PR #12442, opened 2026-07-26
network: validate tick of sv_preinput messages

def-:
## Checklist

Claude Code (Fable 5 and Opus 5) wrote this, I reviewed and edited.

### DIFF
--- a/datasrc/datatypes.py
+++ b/datasrc/datatypes.py
@@ -533,6 +533,11 @@ class NetTick(NetIntAny):
 		return NetVariable(self.name).emit_dump(offset) + [f'dbg_msg("snapshot", "%s\\t{self.name}=%d (NetTick)", aRawData, pObj->{self.name});']
 
 
+class NetTickStrict(NetIntRange):
+	def __init__(self, name, *, default=None):
+		NetIntRange.__init__(self, name, "MIN_TICK", "MAX_TICK", default=default)
+
+
 class NetArray(NetVariable):
 	def __init__(self, var, size):
 		NetVariable.__init__(self, var.name, default=var.default)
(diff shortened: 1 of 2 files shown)


AssassinTee:
This introduces a NetTick with just a stricter MAX value with MAX_TICK instead of max_int. Don't we want to fix NetTick for everything here?

def-:
They intentionally support -1 as a value over the network, so that would be a regression. We could also add valudation for >= -1 and MAX_TICK.

AssassinTee:
> They intentionally support -1 as a value over the network, so that would be a regression

What supports -1? This PR doesn't and NetTick also doesn't, see https://github.com/ddnet/ddnet/blob/af425a8c226f7feef44e186c88dc8ac8f40f5eaf/datasrc/seven/datatypes.py#L416

At least you can't set this value over the network https://github.com/ddnet/ddnet/blob/af425a8c226f7feef44e186c88dc8ac8f40f5eaf/src/game/client/gameclient.cpp#L3090

Robyt3:
> > They intentionally support -1 as a value over the network, so that would be a regression
> 
> What supports -1? This PR doesn't and NetTick also doesn't, see
> 
> https://github.com/ddnet/ddnet/blob/af425a8c226f7feef44e186c88dc8ac8f40f5eaf/datasrc/seven/datatypes.py#L416
> 
> At least you can't set this value over the network
> 
> https://github.com/ddnet/ddnet/blob/af425a8c226f7feef44e186c88dc8ac8f40f5eaf/src/game/client/gameclient.cpp#L3090

That's 0.7 protocol code and doesn't apply to the preinput message. There are `NetTick` members that clearly support negative values:

https://github.com/ddnet/ddnet/blob/af425a8c226f7feef44e186c88dc8ac8f40f5eaf/datasrc/network.py#L256-L257

AssassinTee:
> That's 0.7 protocol code and doesn't apply to the preinput message

oops, thank you 🤦🏻‍♂️

datasrc/datatypes.py
```diff
@@ -529,6 +529,9 @@ class NetTick(NetIntAny):
 	def __init__(self, name, *, default=None):
 		NetIntAny.__init__(self, name, default=default)
 
+	def emit_unpack_msg_check(self):
+		return [f'if(pData->{self.name} < MIN_TICK || pData->{self.name} > MAX_TICK) {{ m_pMsgFailedOn = "{self.name}"; break; }}']
```
Robyt3: There are `NetTick` members that can be `-1`, so this is not correct for all uses of `NetTick`. We either need separate `NetTick`+`NetTickOptional` or `NetTick`+`NetTickStrict`. The lower and upper bounds should be specified by inheriting from `NetIntRange` like `NetBool` does.

Robyt3 (approved):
--------
What needs to be done:
Write the data out again. Match it word for word.

Response to the exercise:
PR #12442, opened 2026-07-26
network: validate tick of sv_preinput messages

def-:
## Checklist

Claude Code (Fable 5 and Opus 5) wrote this, I reviewed and edited.

### DIFF
--- a/datasrc/datatypes.py
+++ b/datasrc/datatypes.py
@@ -533,6 +533,11 @@ class NetTick(NetIntAny):
 		return NetVariable(self.name).emit_dump(offset) + [f'dbg_msg("snapshot", "%s\\t{self.name}=%d (NetTick)", aRawData, pObj->{self.name});']
 
 
+class NetTickStrict(NetIntRange):
+	def __init__(self, name, *, default=None):
+		NetIntRange.__init__(self, name, "MIN_TICK", "MAX_TICK", default=default)
+
+
 class NetArray(NetVariable):
 	def __init__(self, var, size):
 		NetVariable.__init__(self, var.name, default=var.default)
(diff shortened: 1 of 2 files shown)


AssassinTee:
This introduces a NetTick with just a stricter MAX value with MAX_TICK instead of max_int. Don't we want to fix NetTick for everything here?

def-:
They intentionally support -1 as a value over the network, so that would be a regression. We could also add valudation for >= -1 and MAX_TICK.

AssassinTee:
> They intentionally support -1 as a value over the network, so that would be a regression

What supports -1? This PR doesn't and NetTick also doesn't, see https://github.com/ddnet/ddnet/blob/af425a8c226f7feef44e186c88dc8ac8f40f5eaf/datasrc/seven/datatypes.py#L416

At least you can't set this value over the network https://github.com/ddnet/ddnet/blob/af425a8c226f7feef44e186c88dc8ac8f40f5eaf/src/game/client/gameclient.cpp#L3090

Robyt3:
> > They intentionally support -1 as a value over the network, so that would be a regression
> 
> What supports -1? This PR doesn't and NetTick also doesn't, see
> 
> https://github.com/ddnet/ddnet/blob/af425a8c226f7feef44e186c88dc8ac8f40f5eaf/datasrc/seven/datatypes.py#L416
> 
> At least you can't set this value over the network
> 
> https://github.com/ddnet/ddnet/blob/af425a8c226f7feef44e186c88dc8ac8f40f5eaf/src/game/client/gameclient.cpp#L3090

That's 0.7 protocol code and doesn't apply to the preinput message. There are `NetTick` members that clearly support negative values:

https://github.com/ddnet/ddnet/blob/af425a8c226f7feef44e186c88dc8ac8f40f5eaf/datasrc/network.py#L256-L257

AssassinTee:
> That's 0.7 protocol code and doesn't apply to the preinput message

oops, thank you 🤦🏻‍♂️

datasrc/datatypes.py
```diff
@@ -529,6 +529,9 @@ class NetTick(NetIntAny):
 	def __init__(self, name, *, default=None):
 		NetIntAny.__init__(self, name, default=default)
 
+	def emit_unpack_msg_check(self):
+		return [f'if(pData->{self.name} < MIN_TICK || pData->{self.name} > MAX_TICK) {{ m_pMsgFailedOn = "{self.name}"; break; }}']
```
Robyt3: There are `NetTick` members that can be `-1`, so this is not correct for all uses of `NetTick`. We either need separate `NetTick`+`NetTickOptional` or `NetTick`+`NetTickStrict`. The lower and upper bounds should be specified by inheriting from `NetIntRange` like `NetBool` does.

Robyt3 (approved):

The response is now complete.